A ottantotto anni, quando molti suoi colleghi si sono ritirati da tempo o si limitano a supervisionare progetti altrui, il maestro britannico Ridley Scott torna dietro la macchina da presa per The Dog Stars, un film che segna il suo ritorno alla fantascienza dopo otto anni di assenza dal genere che lo ha consacrato.
The Dog Stars arriverà nelle sale italiane il 26 agosto 2026, chiudendo potenzialmente la stagione estiva con un colpo da maestro. Scott abbandona lo spazio siderale che ha reso iconico con Alien e The Martian per tuffarsi in un territorio narrativo che non ha mai esplorato prima, quello del post-apocalittico distopico.Il film è tratto dall'omonimo romanzo del 2012 di Peter Heller e racconta la storia di Hig, interpretato da Jacob Elordi, un pilota che lotta per sopravvivere in un mondo devastato da una pandemia globale che ha spazzato via la maggior parte della popolazione. Al suo fianco ci sono solo il suo cane e Bangley, un ex marine interpretato da Josh Brolin. Quando i due ricevono una misteriosa trasmissione radio, decidono di intraprendere un viaggio pericoloso attraverso una campagna ridotta a desolazione.

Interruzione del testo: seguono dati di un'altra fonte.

PR #4994, opened 2016-09-16
[Definition] Avoid parsing lockfile twice on init

segiddins:
\c @chrismo


chrismo:
oh - yeah, good catch. thx

segiddins:
@homu r+

PR #4998, opened 2016-09-17
::Rake::CommandFailedError doesn't exist.

srbaker:


segiddins:
Thanks!

segiddins:
@homu r+

segiddins:
@homu retry

fgi:
I use Vlad 2.7.0 and just upgraded Bundler to 1.13.2.

This commit generates following error when bundler is loaded for a rake task:
```
$ rake -T
rake aborted!
NameError: uninitialized constant Vlad::CommandFailedError
/home/rails/.rvm/gems/ruby-2.3.1@my-app/gems/bundler-1.13.2/lib/bundler/deployment.rb:18:in `define_task'
```

`Vlad::CommandFailedError`has been removed from Vlad since v2.0.0. It does not exist anymore:
https://github.com/seattlerb/vlad/commit/548deb834e27683cde23897d22c9f0b4cd87cac0

But `Rake::CommandFailedError` does exist in a Vlad dependency gem from the same team called rake-remote_task: 
https://github.com/seattlerb/rake-remote_task

Bundler seems to work fine with Vlad without this change. Is there any particular raison for this commit to occur?
If not, would it be possible to revert it?

Thanks.

PR #5002, opened 2016-09-19
fix message parenthesis color

alepore:
Hello!
Using Bundler version 1.13.1 i noticed a small graphic inconsistency on parentheses color:

screen shot 2016-09-19 at 16 16 10

This commit resets the opening parenthesis color:

screen shot 2016-09-19 at 16 27 08

Is this the expected behaviour? The spec was only checking the closing parenthesis color.

p.s:
Imho green parentheses look better here.


segiddins:
👍

indirect:
@alepore I would prefer that both the open and close parens be green--can we do that instead? 😀  Thanks!

alepore:
👍 updated will green parens, looks better

indirect:
@homu r+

Ciò che distingue questo nuovo progetto dai precedenti è l'ambientazione. Scott ha trascorso la sua carriera esplorando lo spazio, da astronavi claustrofobiche a pianeti alieni ostili, fino alle distese marziane. The Dog Stars lo riporta sulla Terra, ma in una versione devastata, privata della sua civiltà, ridotta a brandelli di ciò che era. Non ci sono tecnologie avanzate o intelligenze artificiali come in Blade Runner, ma il collasso totale della società, un ritorno forzato a una sopravvivenza primordiale.

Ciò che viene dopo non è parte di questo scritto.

PR #5613, opened 2017-04-25
Vendor fileutils since it is now a gem

segiddins:


segiddins:
If there's still interest in this change, @indirect, it should be green now

segiddins:
This is failing on older rubies because they don't have a capacity argument initializer for strings. @indirect maybe we make the vendored fileutils 2.4+ ?

indirect:
only loading the vendored one on 2.3 or 2.4+ seems reasonable to me. maybe add a todo to make it always load after we drop 1.x supported rubies.

segiddins:
No, only 2.4 has that string initializer (it's the only build that's passing on CI)

indirect:
2.4 it is then

segiddins:
Changed to be 2.4 + only

segiddins:
🍏

indirect:
@bundlerbot r+

eregon:
I am curious, why is it necessary to vendor fileutils?
It is still part of the standard library, it's just additionally a default gem.

indirect:
If you think through how Bundler works, I think you'll probably see why this is a problem. Now that `fileutils` is a gem, any user can create a Gemfile that contains `gem "fileutils", "2.0.0"`.

1. What if Bundler only works with `fileutils 1.0.0`? Bundler can't function with `fileutils 2.0.0`, and must exit with an error instead.
1. Bundler has to `require "fileutils"` to work correctly. What happens if the default gem gets loaded, but the Gemfile requires a different version? It's too late. The Gemfile cannot be satisfied, and Bundler must exit with an error.

The workaround for these problems is that we vendor our own copy of FileUtils, with a known version, and a different Ruby namespace.

eregon:
@indirect  Thank you for the detailed explanation.
Indeed, I see the issue now.
It's probably feasible to force requiring the stdlib version of `fileutils`, but that would still conflict (in namespace/methods) if another version of `fileutils` must be loaded in the same Ruby process.

eregon:
One idea how to improve on this long-term: maybe we could have a variant of Kernel#load where we can pass a top-level wrapper module, so then when loading the stdlib `fileutils.rb`, all modules/classes/constants would get defined under the provided wrapper module.
Of course, `fileutils.rb` might do thing like `Object.const_set` or so to break out of the wrapping namespace, but this could nevertheless probably work for a number of standard libraries which behave well (or can be changed to).

PR #5614, opened 2017-04-25
Test that default gem substitutes are properly activated

segiddins:
This is currently failing on ruby trunk


indirect:
Nice. @bundlerbot r+

PR #5619, opened 2017-04-26
[Documentation] Pristine documentation

denniss:


man/bundle-pristine.ronn
```diff
@@ -0,0 +1,13 @@
+bundle-pristine(1) -- Restores installed gems to its pristine condition
```
colby-swandale: i would prefer `to their pristine condition`

man/bundle-pristine.ronn
```diff
@@ -0,0 +1,13 @@
...
+===========================================================================
+
+## SYNOPSIS
+
+`bundle pristine`
+
+## DESCRIPTION
+
+Restores installed gems to its pristine condition.
```
colby-swandale: same as above regarding `their`

colby-swandale: It feels weird reading 4 statements like this out loud. We can blend some these sentences together?  How does something like:

```
`pristine` restores the installed gems in the bundle to their pristine condition using the local gem
cache from RubyGems. For git gems - a forced checkout will be performed.

Note the Bundler gem cannot be restored to its original state with `pristine`. 

```

sound?

denniss: Much better.

colby-swandale:
thank you! @bundlerbot r+

PR #5624, opened 2017-04-28
[Git] Allow specifying non-branch symbolic refs

segiddins:
> The intention here is to allow installing a gem from git using a
> ref of the form "refs/zuul/" (which are used by the zuul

In un certo senso, The Dog Stars può essere visto come un contraltare terrestre di Blade Runner. Entrambi immaginano futuri distopici, ma mentre Blade Runner mostrava un mondo dove la tecnologia aveva progredito oltre ogni immaginazione creando replicanti indistinguibili dagli umani, The Dog Stars presenta uno scenario opposto: la tecnologia è scomparsa, la società è crollata, resta solo l'essenziale. È la fantascienza ridotta all'osso, spogliata dei suoi orpelli hi-tech, più vicina a The Walking Dead o World War Z che a Alien.

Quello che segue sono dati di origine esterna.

PR #5628, opened 2017-04-30
Permit absolute paths in cache_path setting

### LINKED ISSUE #5627: Remove relative path enforcement on --cache-path
Would it be possible to remove the check done on `--cache-path` [here](https://github.com/bundler/bundler/blob/28e67dc7e4b9e3a6c67524597f7cd64e12ddbf6d/lib/bundler/settings.rb#L218)?

Used in conjunction with `--no-prune` it would then be possible to more easily maintain a central cache of `gem` files useable by multiple local apps. In the case where apps have many common libraries (that are often, if not always, in sync) this is quite useful.

mal:
Removes check on leading `/` from `cache_path` and updates tests.

Fixes #5627

### DIFF
--- a/lib/bundler/settings.rb
+++ b/lib/bundler/settings.rb
@@ -213,11 +213,7 @@ module Bundler
     end
 
     def app_cache_path
-      @app_cache_path ||= begin
-        path = self[:cache_path] || "vendor/cache"
-        raise InvalidOption, "Cache path must be relative to the bundle path" if path.start_with?("/")
-        path
-      end
+      @app_cache_path ||= self[:cache_path] || "vendor/cache"
     end
 
   private
--- a/spec/cache/cache_path_spec.rb
+++ b/spec/cache/cache_path_spec.rb
@@ -23,12 +23,4 @@ RSpec.describe "bundle package" do
       expect(bundled_app("vendor/cache-foo/rack-1.0.0.gem")).to exist
     end
   end
-
-  context "when given an absolute path" do
-    it "exits with non-zero status" do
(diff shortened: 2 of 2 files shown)


spec/cache/cache_path_spec.rb
```diff
@@ -23,12 +23,4 @@
       expect(bundled_app("vendor/cache-foo/rack-1.0.0.gem")).to exist
     end
   end
-
-  context "when given an absolute path" do
-    it "exits with non-zero status" do
```
segiddins: can we change this to a test that it packages correctly?

lib/bundler/settings.rb
```diff
@@ -214,9 +214,7 @@ def ignore_config?
 
     def app_cache_path
       @app_cache_path ||= begin
-        path = self[:cache_path] || "vendor/cache"
-        raise InvalidOption, "Cache path must be relative to the bundle path" if path.start_with?("/")
-        path
+        self[:cache_path] || "vendor/cache"
```
colby-swandale: The `begin` block is no longer necessary here
```
DEFAULT_VENDOR_CACHE_PATH = "vendor/cache"
...

def app_cache_path
  @app_cache_path ||= self[:cache_path] || DEFAULT_VENDOR_CACHE_PATH
end
```

mal: I've held off extracting `"vendor/cache"` into a constant for now because it didn't appear to fit with the rest of the file. It makes sense to do but perhaps as part of a separate wider scoped refactor.

segiddins:
👍🏻

segiddins:
@bundlerbot r+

Questa scelta narrativa dimostra la versatilità di Scott come regista. Dopo quasi cinquant'anni di carriera, continua a mettersi alla prova, a esplorare nuovi territori, a cercare storie che lo sfidino come artista. Non si accontenta di replicare le formule che lo hanno reso famoso, ma cerca attivamente di sovvertirle, di mostrarci qualcosa che non abbiamo ancora visto da lui.
Le prime immagini del film promettono già un nuovo classico. Scott dimostra di padroneggiare perfettamente le tecnologie cinematografiche più avanzate, pur avendo iniziato la sua carriera in un'epoca completamente diversa. La sua capacità di adattarsi e reinventarsi è parte integrante del suo genio.